··· Data supplied ···

Issue #2682, opened 2024-10-01
[occm] Shared loadbalancer should not be renamed.


kratisto:
Hello, 

Is this a BUG REPORT or FEATURE REQUEST?:
/kind bug

While testing shared loadbalancers, i think i discovered a regression since this [PR](https://github.com/kubernetes/cloud-provider-openstack/pull/2552). 

A shared loadbalancer is renamed due to [this if](https://github.com/kubernetes/cloud-provider-openstack/blob/d069b1ef5d34e1400c798424f5d56b11098fb9a7/pkg/openstack/loadbalancer.go#L1694). What happens here is : 

We enter the `ensureOctaviaLoadBalancer` function as `clusterb` with a shared loadbalancer named : `kube_service_clustera_kns_fakeservice`

At the end we can see the cluster has been renamed : `kube_service_clusterb_kns_fakeservice`.

And we have the event : 
`Warning LoadBalancerRename Loadbalancer fakeloadbalancerid has a name of kube_service_clustera_kns_fakeservice with incorrect cluster-name component. Renaming it to kube_service_clusterb_kns_fakeservice.`

The tags has been changed too : 
`["kube_service_clustera_kns_fakeservice","clustera","kube_service_clusterb_kns_fakeservice"]`
become `["kube_service_clusterb_kns_fakeservice","clustera","kube_service_clusterb_kns_fakeservice"]`

I created a test that reproduce the [regression](https://gist.github.com/kratisto/b9918274314bf45582a9454dbf9d24ed). 

Didn't test if it's the case , but i suspect that if we launch a third time as `clusterc` , the shared loadbalancer will be renamed again. 
So the ownership will be for the last runner of `ensureOctaviaLoadBalancer`

mxm-tr:
Yep, this prevents LBs from being shared between multiple clusters

PR #3079, opened 2026-03-01
[occm] Skip LB rename for shared load balancers from other clusters

234u34k:
The cluster-name rename logic from #2552 does not account for shared load balancers. When cluster B references a shared LB created by cluster A, the OCCM sees a mismatched cluster name and renames the LB, breaking cluster A.

Before renaming, verify that the LB's namespace and service name components match the current Service. This distinguishes a legitimate cluster-name change from a cross-cluster shared LB access.

Ref #2682

```release-note
occm: Fixed shared load balancers being renamed when referenced by a Service from a different cluster. A new `enable-lb-rename` option (default `true`) disables renaming entirely, required when sharing a load balancer across clusters between Services with the same namespace and name.
```

### DIFF
--- a/pkg/openstack/openstack.go
+++ b/pkg/openstack/openstack.go
@@ -118,7 +118,7 @@ type LoadBalancerOpts struct {
 	EnableIngressHostname          bool                `gcfg:"enable-ingress-hostname"`            // Used with proxy protocol by adding a dns suffix to the load balancer IP address. Default false.
 	IngressHostnameSuffix          string              `gcfg:"ingress-hostname-suffix"`            // Used with proxy protocol by adding a dns suffix to the load balancer IP address. Default nip.io.
 	MaxSharedLB                    int                 `gcfg:"max-shared-lb"`                      //  Number of Services in maximum can share a single load balancer. Default 2
-	EnableLBRename                 bool                `gcfg:"enable-lb-rename"`                   // if false, load balancers are never renamed after a cluster-name change. Default true
+	EnableLBRename                 bool                `gcfg:"enable-lb-rename"`                   // If false, load balancers are never renamed after a cluster-name change. Default true
 	ContainerStore                 string              `gcfg:"container-store"`                    // Used to specify the store of the tls-container-ref
 	ProviderRequiresSerialAPICalls bool                `gcfg:"provider-requires-serial-api-calls"` // default false, the provider supports the "bulk update" API call
 	// revive:disable:var-naming
--- a/pkg/openstack/openstack.go
+++ b/pkg/openstack/openstack.go
@@ -118,6 +118,7 @@ type LoadBalancerOpts struct {
 	EnableIngressHostname          bool                `gcfg:"enable-ingress-hostname"`            // Used with proxy protocol by adding a dns suffix to the load balancer IP address. Default false.
 	IngressHostnameSuffix          string              `gcfg:"ingress-hostname-suffix"`            // Used with proxy protocol by adding a dns suffix to the load balancer IP address. Default nip.io.
 	MaxSharedLB                    int                 `gcfg:"max-shared-lb"`                      //  Number of Services in maximum can share a single load balancer. Default 2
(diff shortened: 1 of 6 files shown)


jihyun-huh:
Hi @234u34k, thanks for this PR
I was looking at this with the issue #2682, since the issue seems to have gone rotten without much follow-up.

even if i have no permission to review this, the direction makes sense to me.

one thing i want to double-check, the original #2682 example seems to use same namespace and service name across clusters. for example, cluster-B reconciling a shared LB named `kube_service_clustera_kns_fakeservice` for `kns/fakeservice`, in this case, would the new `expectedOldName` still match and allow the rename?

If so,, should the rename path also takes the explicit shared LB into account. for example when `loadbalancer.openstack.org/load-balancer-id` is set and the existing LB name does not match the current Service’s expected LB name?

may be im missing part of the ownership logic here, but think a regression test can cover the #2682 examples.

cc. @kayrus @stephenfin @gouthampacha

234u34k:
Confirmed. `oldClusterName` is derived from the LB name itself, so when both
clusters run a Service with the same namespace and name (the #2682 example),
`expectedOldName` reconstructs the existing name and the rename still fires.
My guard only covered the case where the tuples differ.

Gating on the `load-balancer-id` annotation doesn't work either: OCCM persists
that annotation on every Service it manages, and after a cluster-name change
the stale LB is only ever found through it, so the legitimate #2552 rename
flows through the same branch. And for the identical namespace/name case there
is nothing in Octavia that distinguishes the two. The LB name, its tags and its
children all look exactly like a legitimately stale LB of this cluster.

Updated the PR accordingly:

1. extracted the ownership check into `lbNameMatchesService` and added
   regression tests covering the #2682 examples (same and different
   namespace/name across clusters, the legitimate #2552 rename, truncated
   names)
2. added an `enable-lb-rename` option (default true, #2552 behavior unchanged)
   so deployments sharing load balancers across clusters with identical
   Service tuples can disable renaming, since that case is not decidable from
   the OpenStack side

Also added a V(4) log when a rename is skipped and a docs entry for the option.

@kayrus @stephenfin could one of you take a look and issue /ok-to-test? CI has
not run on this PR yet.

pkg/openstack/openstack.go
```diff
@@ -118,6 +118,7 @@ type LoadBalancerOpts struct {
 	EnableIngressHostname          bool                `gcfg:"enable-ingress-hostname"`            // Used with proxy protocol by adding a dns suffix to the load balancer IP address. Default false.
 	IngressHostnameSuffix          string              `gcfg:"ingress-hostname-suffix"`            // Used with proxy protocol by adding a dns suffix to the load balancer IP address. Default nip.io.
 	MaxSharedLB                    int                 `gcfg:"max-shared-lb"`                      //  Number of Services in maximum can share a single load balancer. Default 2
+	EnableLBRename                 bool                `gcfg:"enable-lb-rename"`                   // if false, load balancers are never renamed after a cluster-name change. Default true
```
jihyun-huh: very small suggestion..

```suggestion
	EnableLBRename                 bool                `gcfg:"enable-lb-rename"`                   // If false, load balancers are never renamed after a cluster-name change. Default true
```

jihyun-huh (commented):
Thanks for updating this!
Ive read the new changes and they look good to me.

one small thing I'd consider, is adding a test covering `enable-lb-rename=false` ,
so the new configuration path is explicitly covered. 

I also tested the scenarios locally, including `enable-lb-rename=false`, and it worked well as expected.

pkg/openstack/openstack.go
234u34k: I've added 8fe627a, which I believe will address both pieces of feedback. Appreciate your review. This branch's test configuration now sets `enable-lb-rename=false` and verifies it overrides the default. I also applied the comment capitalization fix. `go test -tags=unit ./pkg/openstack` passes locally. PTAL.

234u34k:
@stephenfin could I ask for a review from you on this at your convenience? Believe it's ready now

234u34k:
@stephenfin @anguslees, following up on the review request. The existing feedback is addressed, and all test and check jobs pass. Could either of you take a look when you have time please?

···

Work to be completed
Each line of the records must be reproduced exactly.

Your solution
Issue #2682, opened 2024-10-01
[occm] Shared loadbalancer should not be renamed.


kratisto:
Hello, 

Is this a BUG REPORT or FEATURE REQUEST?:
/kind bug

While testing shared loadbalancers, i think i discovered a regression since this [PR](https://github.com/kubernetes/cloud-provider-openstack/pull/2552). 

A shared loadbalancer is renamed due to [this if](https://github.com/kubernetes/cloud-provider-openstack/blob/d069b1ef5d34e1400c798424f5d56b11098fb9a7/pkg/openstack/loadbalancer.go#L1694). What happens here is : 

We enter the `ensureOctaviaLoadBalancer` function as `clusterb` with a shared loadbalancer named : `kube_service_clustera_kns_fakeservice`

At the end we can see the cluster has been renamed : `kube_service_clusterb_kns_fakeservice`.

And we have the event : 
`Warning LoadBalancerRename Loadbalancer fakeloadbalancerid has a name of kube_service_clustera_kns_fakeservice with incorrect cluster-name component. Renaming it to kube_service_clusterb_kns_fakeservice.`

The tags has been changed too : 
`["kube_service_clustera_kns_fakeservice","clustera","kube_service_clusterb_kns_fakeservice"]`
become `["kube_service_clusterb_kns_fakeservice","clustera","kube_service_clusterb_kns_fakeservice"]`

I created a test that reproduce the [regression](https://gist.github.com/kratisto/b9918274314bf45582a9454dbf9d24ed). 

Didn't test if it's the case , but i suspect that if we launch a third time as `clusterc` , the shared loadbalancer will be renamed again. 
So the ownership will be for the last runner of `ensureOctaviaLoadBalancer`

mxm-tr:
Yep, this prevents LBs from being shared between multiple clusters

PR #3079, opened 2026-03-01
[occm] Skip LB rename for shared load balancers from other clusters

234u34k:
The cluster-name rename logic from #2552 does not account for shared load balancers. When cluster B references a shared LB created by cluster A, the OCCM sees a mismatched cluster name and renames the LB, breaking cluster A.

Before renaming, verify that the LB's namespace and service name components match the current Service. This distinguishes a legitimate cluster-name change from a cross-cluster shared LB access.

Ref #2682

```release-note
occm: Fixed shared load balancers being renamed when referenced by a Service from a different cluster. A new `enable-lb-rename` option (default `true`) disables renaming entirely, required when sharing a load balancer across clusters between Services with the same namespace and name.
```

### DIFF
--- a/pkg/openstack/openstack.go
+++ b/pkg/openstack/openstack.go
@@ -118,7 +118,7 @@ type LoadBalancerOpts struct {
 	EnableIngressHostname          bool                `gcfg:"enable-ingress-hostname"`            // Used with proxy protocol by adding a dns suffix to the load balancer IP address. Default false.
 	IngressHostnameSuffix          string              `gcfg:"ingress-hostname-suffix"`            // Used with proxy protocol by adding a dns suffix to the load balancer IP address. Default nip.io.
 	MaxSharedLB                    int                 `gcfg:"max-shared-lb"`                      //  Number of Services in maximum can share a single load balancer. Default 2
-	EnableLBRename                 bool                `gcfg:"enable-lb-rename"`                   // if false, load balancers are never renamed after a cluster-name change. Default true
+	EnableLBRename                 bool                `gcfg:"enable-lb-rename"`                   // If false, load balancers are never renamed after a cluster-name change. Default true
 	ContainerStore                 string              `gcfg:"container-store"`                    // Used to specify the store of the tls-container-ref
 	ProviderRequiresSerialAPICalls bool                `gcfg:"provider-requires-serial-api-calls"` // default false, the provider supports the "bulk update" API call
 	// revive:disable:var-naming
--- a/pkg/openstack/openstack.go
+++ b/pkg/openstack/openstack.go
@@ -118,6 +118,7 @@ type LoadBalancerOpts struct {
 	EnableIngressHostname          bool                `gcfg:"enable-ingress-hostname"`            // Used with proxy protocol by adding a dns suffix to the load balancer IP address. Default false.
 	IngressHostnameSuffix          string              `gcfg:"ingress-hostname-suffix"`            // Used with proxy protocol by adding a dns suffix to the load balancer IP address. Default nip.io.
 	MaxSharedLB                    int                 `gcfg:"max-shared-lb"`                      //  Number of Services in maximum can share a single load balancer. Default 2
(diff shortened: 1 of 6 files shown)


jihyun-huh:
Hi @234u34k, thanks for this PR
I was looking at this with the issue #2682, since the issue seems to have gone rotten without much follow-up.

even if i have no permission to review this, the direction makes sense to me.

one thing i want to double-check, the original #2682 example seems to use same namespace and service name across clusters. for example, cluster-B reconciling a shared LB named `kube_service_clustera_kns_fakeservice` for `kns/fakeservice`, in this case, would the new `expectedOldName` still match and allow the rename?

If so,, should the rename path also takes the explicit shared LB into account. for example when `loadbalancer.openstack.org/load-balancer-id` is set and the existing LB name does not match the current Service’s expected LB name?

may be im missing part of the ownership logic here, but think a regression test can cover the #2682 examples.

cc. @kayrus @stephenfin @gouthampacha

234u34k:
Confirmed. `oldClusterName` is derived from the LB name itself, so when both
clusters run a Service with the same namespace and name (the #2682 example),
`expectedOldName` reconstructs the existing name and the rename still fires.
My guard only covered the case where the tuples differ.

Gating on the `load-balancer-id` annotation doesn't work either: OCCM persists
that annotation on every Service it manages, and after a cluster-name change
the stale LB is only ever found through it, so the legitimate #2552 rename
flows through the same branch. And for the identical namespace/name case there
is nothing in Octavia that distinguishes the two. The LB name, its tags and its
children all look exactly like a legitimately stale LB of this cluster.

Updated the PR accordingly:

1. extracted the ownership check into `lbNameMatchesService` and added
   regression tests covering the #2682 examples (same and different
   namespace/name across clusters, the legitimate #2552 rename, truncated
   names)
2. added an `enable-lb-rename` option (default true, #2552 behavior unchanged)
   so deployments sharing load balancers across clusters with identical
   Service tuples can disable renaming, since that case is not decidable from
   the OpenStack side

Also added a V(4) log when a rename is skipped and a docs entry for the option.

@kayrus @stephenfin could one of you take a look and issue /ok-to-test? CI has
not run on this PR yet.

pkg/openstack/openstack.go
```diff
@@ -118,6 +118,7 @@ type LoadBalancerOpts struct {
 	EnableIngressHostname          bool                `gcfg:"enable-ingress-hostname"`            // Used with proxy protocol by adding a dns suffix to the load balancer IP address. Default false.
 	IngressHostnameSuffix          string              `gcfg:"ingress-hostname-suffix"`            // Used with proxy protocol by adding a dns suffix to the load balancer IP address. Default nip.io.
 	MaxSharedLB                    int                 `gcfg:"max-shared-lb"`                      //  Number of Services in maximum can share a single load balancer. Default 2
+	EnableLBRename                 bool                `gcfg:"enable-lb-rename"`                   // if false, load balancers are never renamed after a cluster-name change. Default true
```
jihyun-huh: very small suggestion..

```suggestion
	EnableLBRename                 bool                `gcfg:"enable-lb-rename"`                   // If false, load balancers are never renamed after a cluster-name change. Default true
```

jihyun-huh (commented):
Thanks for updating this!
Ive read the new changes and they look good to me.

one small thing I'd consider, is adding a test covering `enable-lb-rename=false` ,
so the new configuration path is explicitly covered. 

I also tested the scenarios locally, including `enable-lb-rename=false`, and it worked well as expected.

pkg/openstack/openstack.go
234u34k: I've added 8fe627a, which I believe will address both pieces of feedback. Appreciate your review. This branch's test configuration now sets `enable-lb-rename=false` and verifies it overrides the default. I also applied the comment capitalization fix. `go test -tags=unit ./pkg/openstack` passes locally. PTAL.

234u34k:
@stephenfin could I ask for a review from you on this at your convenience? Believe it's ready now

234u34k:
@stephenfin @anguslees, following up on the review request. The existing feedback is addressed, and all test and check jobs pass. Could either of you take a look when you have time please?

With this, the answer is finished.